I've been regularly pounding the table on the stock ever since, as has my friend Doug Kass of Seabreeze Partners. In my January 31 e-mail, I shared his thesis behind his forecast that the stock would hit "$3,000 by 2021 and surpass $5,000 by 2025." Here's a summary of what he wrote then:

  • Amazon, the "Supreme Disruptor," has established an insurmountable first-mover advantage and a deepening competitive moat
  • Amazon's profit runway is lengthy and (as witnessed by last night's report) underestimated
  • I previously saw the company about one year away from "hockey stock" earnings per share ("EPS") growth that I believed would far exceed consensus expectations
  • Amazon is 12 months ahead of my schedule
  • I continue to expect that AMZN, in the fullness of time, will become the first $2.5 trillion company 

3) Following up on yesterday's e-mail about the difficulties long-short hedge-fund managers are having, this chart from The Market Ear shows that all active managers have been losing money, as assets flow to passive (index) funds:

4) Here's Bloomberg's Joe Nocera with some wise, cautionary words: Pandemic Is a Great Incubator for Financial Fraud.
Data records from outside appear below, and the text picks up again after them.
PR #834, opened 2019-03-27
COSBETA-34: Poison Centre view for cosmetics products

raamSoftwire:
Update the product page for poison centres

## Description
- split up the existing partials into new tables
- included product image
- add formulation data from trigger rules

## Checklist:
### General testing
- [ ] Test without javascript
- [X] Test on small screen
### Accessibility testing
- [X] Works keyboard only
- [X] Passes automated checker (automated in build or manual)


cosmetics-web/app/helpers/notification_properties_helper.rb
```diff
@@ -418,14 +418,14 @@ def get_exposure_condition_name(exposure_condition)
...
-      greater_than_75_less_than_100_percent: "> 75 - ≤ 100%"
+      less_than_01_percent: "≤ 0.1",
+      greater_than_01_less_than_1_percent: "> 0.1 - ≤ 1",
+      greater_than_1_less_than_5_percent: "> 1 - ≤ 5",
+      greater_than_5_less_than_10_percent: "> 5 - ≤ 10",
+      greater_than_10_less_than_25_percent: "> 10 - ≤ 25",
+      greater_than_25_less_than_50_percent: "> 25 - ≤ 50",
+      greater_than_50_less_than_75_percent: "> 50 - ≤ 75",
+      greater_than_75_less_than_100_percent: "> 75 - ≤ 100"
   }.freeze
```
raamSoftwire: Units are now being handled in the slim files.

cosmetics-web/app/views/poison_centres/notifications/show_poison_centre.html.slim
```diff
@@ -2,9 +2,27 @@
...
+      = @notification.responsible_person.name
+    h3.govuk-heading-s[class="govuk-!-font-weight-regular"]
+      - if @notification.components&.first&.sub_sub_category&.present?
+        = @notification.components.first.display_root_category + ", " + \
+            @notification.components.first.display_sub_category + ", " + \
+            @notification.components.first.display_sub_sub_category
+
+.govuk-grid-row
+  .govuk-grid-column-one-third.product-images
+    - if @notification.image_uploads.present?
```
tom-bell-softwire: I think we should loop over the `image_uploads` and show them all, so this could change to:
```
- @notification.image_uploads.each do |image|
  - if image.marked_as_safe?
    = link_to ...
```

cosmetics-web/app/views/poison_centres/notifications/show_poison_centre.html.slim
```diff
@@ -2,9 +2,27 @@
...
-    = render "notifications/formulation_details", notification: @notification
-    = render "notifications/responsible_person_details", responsible_person: @notification.responsible_person
-    = render "notifications/product_details", notification: @notification
+    h2.govuk-heading-m
+      = @notification.responsible_person.name
+    h3.govuk-heading-s[class="govuk-!-font-weight-regular"]
+      - if @notification.components&.first&.sub_sub_category&.present?
+        = @notification.components.first.display_root_category + ", " + \
+            @notification.components.first.display_sub_category + ", " + \
+            @notification.components.first.display_sub_sub_category
```
tom-bell-softwire: Worth making this into a helper method, something like `full_category_display_name` ?

cosmetics-web/app/views/poison_centres/notifications/show_poison_centre.html.slim
```diff
@@ -2,9 +2,27 @@
...
+.govuk-grid-row
+  .govuk-grid-column-one-third.product-images
+    - if @notification.image_uploads.present?
+      = link_to image_tag(url_for(@notification.image_uploads.first.file.variant(resize: "450x450"))),
+              url_for(@notification.image_uploads.first.file)
+  .govuk-grid-column-two-thirds
+    = render "poison_centres/notifications/poison_centre_trigger_rule_formulation", notification: @notification
+    = render "notifications/ingredient_details", notification: @notification
+    = render "notifications/frame_formulation_details", notification: @notification
+    = render "notifications/substances_details", notification: @notification
```
tom-bell-softwire: We should only show this information for post-EU exit notifications. If you merge in master, there should be a `notified_post_eu_exit?` method on the `Notification` model that you can use to check this.

cosmetics-web/app/views/poison_centres/notifications/_poison_centre_trigger_rule_formulation.html.slim
```diff
@@ -0,0 +1,34 @@
...
+                    = "#{question_element.answer} %w/w"
+              - when "inciname"
+                tr.govuk-table__row
+                  - formulation_data = get_formulation_data(question, question_element)
+                  - if formulation_data.present?
+                    th.govuk-table__header[class="govuk-!-width-one-half" scope="row"]
+                      = formulation_data.first.humanize
+                    td.govuk-table__cell.govuk-table__cell--numeric
+                      = "#{formulation_data.last.humanize} %w/w"
+
```
tom-bell-softwire: Extra empty line.

cosmetics-web/app/views/notifications/_ingredient_details.html.slim
```diff
@@ -0,0 +1,21 @@
...
+- notification.components.each do |component|
+  table.govuk-table
+    - if component.name.present?
+      caption.govuk-table__caption.govuk-heading-m
+        = component.name
+    - if component.exact? && component.exact_formulas.present?
+      = render "formulation_table", entities_list: component.exact_formulas,
+              key_name: :inci_name, value_name: :quantity
+    - elsif component.range? && component.range_formulas.present?
+      = render "formulation_table", entities_list: format_range_formulas(component.range_formulas),
```
tom-bell-softwire: I think we'll need to update the `format_range_formulas` method to include the percentage units, now that they're no longer in the `UNIT_NAME` values.

cosmetics-web/app/views/poison_centres/notifications/show_poison_centre.html.slim
raamSoftwire: Good thinking

cosmetics-web/app/views/poison_centres/notifications/show_poison_centre.html.slim
raamSoftwire: Yes, it definitely is. Done

cosmetics-web/app/views/poison_centres/notifications/show_poison_centre.html.slim
raamSoftwire: To be clear here, which information? Just substances?

cosmetics-web/app/views/poison_centres/notifications/_poison_centre_trigger_rule_formulation.html.slim
raamSoftwire: Gone

cosmetics-web/app/views/notifications/_ingredient_details.html.slim
raamSoftwire: Done, thanks

cosmetics-web/app/views/poison_centres/notifications/show_poison_centre.html.slim
raamSoftwire: Also, should we be hiding information from the poison centres?

cosmetics-web/app/helpers/trigger_rules_helper.rb
```diff
@@ -0,0 +1,23 @@
...
+  def get_inciname_incivalue_pair(question, element)
+    question_id = element.trigger_question_id
+    answer_order = element.answer_order
+    inciname_incivalue_pair = []
+    question.trigger_question_elements.where(
+      trigger_question_id: question_id, answer_order: answer_order
+    ).each do |question_element|
+      inciname_incivalue_pair << question_element.answer
+    end
+    p inciname_incivalue_pair
```
TiagoSusanoPinto: Do we want to print it?

Also, why is it called ..._pair, if the array only contains answers from the question_element? I'm probably missing something :p

cosmetics-web/app/helpers/category_helper.rb
```diff
@@ -0,0 +1,7 @@
+module CategoryHelper
+  def full_category_display_name(component)
+    component.display_root_category + ", " + \
```
TiagoSusanoPinto: When displaying the component's category name, do you want to display the root category?

Asking this because while developing the manual journey, I've noticed that on the contingency plan we only display the sub-category and sub-sub-category, separated by an '-' (e.g. "Skin care products - Face mask").

cosmetics-web/app/helpers/trigger_rules_helper.rb
tom-bell-softwire: Our handling of answers to trigger questions in the data model is based for now on the structure of the CPNP files (which we'll probably want to change longer term). For answers that expect a list of ingredients and their concentrations, the ingredient INCI name and the concentration value are stored as separate `answer` entries.

tom-bell-softwire: Good catch on the printing, BTW!

cosmetics-web/app/helpers/category_helper.rb
tom-bell-softwire: I think we do here. The way it's displayed in the manual journey will likely change as we refine those pages.

cosmetics-web/app/views/poison_centres/notifications/show_poison_centre.html.slim
tom-bell-softwire: Not critical, but FYI, the `if @notification.image_uploads.present?` check isn't required here, since `has_many` associations on models [always return an empty array](https://apidock.com/rails/v4.2.1/ActiveRecord/Associations/ClassMethods/has_many) rather than nil, if none are found.

cosmetics-web/app/views/poison_centres/notifications/show_poison_centre.html.slim
tom-bell-softwire: We don't show CMR and nanomaterial details for products notified pre-EU exit ([details](https://regulatorydelivery.atlassian.net/browse/COSBETA-165)).

That might be a follow-up question for Ralph and Euan, but for now, assume that if we aren't showing it to the business, we can't show it to Poison Centres.

cosmetics-web/app/views/poison_centres/notifications/show_poison_centre.html.slim
raamSoftwire: That's good to know. Thanks for the tip! I've fixed that up here.

cosmetics-web/app/views/poison_centres/notifications/show_poison_centre.html.slim
raamSoftwire: Fair enough, I've added that now.

cosmetics-web/app/helpers/trigger_rules_helper.rb
raamSoftwire: Cheers for that Tiago, great spot!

Excerpt:

"The pandemic is the perfect storm for fraud," one of the panelists said, and who can doubt it? The federal government hastily pushed hundreds of billions of dollars out the door in the largest bailout in U.S. history with only the most vague requirements for recipients; bankers working from home doled out those billions to small businesses; regulators loosened rules to help institutions get through the crisis. As my colleagues Timothy L. O'Brien and Nir Kaissar noted recently, "the White House has made it easier for government insiders to obtain bailout loans from the Small Business Administration, creating a raft of conflicts of interest."

That certainly sounds like a recipe for financial fraud...

As for the banks, the SBA has put them in a terrible spot, giving them the responsibility of hastily vetting the hundreds of thousands of businesses seeking PPP funds. Even with the best of intentions, it is inevitable that scam artists found ways to bilk the banks out of PPP loans. Indeed, prosecutors have already arrested a handful of executives for doing so.

The larger issue is that, just like in 2008, regulators aren't focused on preventing misconduct. Instead, their focus is on making sure banks have the ability to lend – even if it means loosening rules that were designed to make banks safer. In late March, for instance, the Federal Reserve relaxed several lending rules, including one that measured counterparty credit risk. And in early April it loosened capital requirements...

If significant bank misconduct is uncovered during a Covid-19 post-mortem, said Stephen Scott, the founder of Starling Trust Sciences, a risk-management company, "there will be pitchforks."

The country is much more polarized than it was in 2008, and much angrier, too. If it turns out that the billions of dollars intended to help out-of-work Americans was diverted by fraud, it will make the aftermath of the financial crisis look like a picnic.